**Exercise details:**
Below are the records. Restate word for word every line from the one that contains "PIPE2D-415: not finding all the fibers" through the final line, both included.

Saved entries:
PR #65, opened 2019-05-16
PIPE2D-415: not finding all the fibers

PaulPrice:


hassanxp:
The changes all look fine to me.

**Solution below:**
PIPE2D-415: not finding all the fibers

PaulPrice:


hassanxp:
The changes all look fine to me.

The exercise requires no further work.